* **Task item**
Restate the records in full, keeping every word as it is.

* **Provided records**
PR #2160, opened 2024-05-10
Small updates to our onboarding issue templates

h-m-f-t:
We sometimes have members of the public who _love_ .gov and attempt to go through our onboarding issues thinking it's something they need to do before we can contribute. This small change to the description of our role-centric issue templates aims to help random internet people know this isn't something they need to do.


abroddrick (approved):
Works for me!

* **Exercise output**
PR #2160, opened 2024-05-10
Small updates to our onboarding issue templates

h-m-f-t:
We sometimes have members of the public who _love_ .gov and attempt to go through our onboarding issues thinking it's something they need to do before we can contribute. This small change to the description of our role-centric issue templates aims to help random internet people know this isn't something they need to do.


abroddrick (approved):
Works for me!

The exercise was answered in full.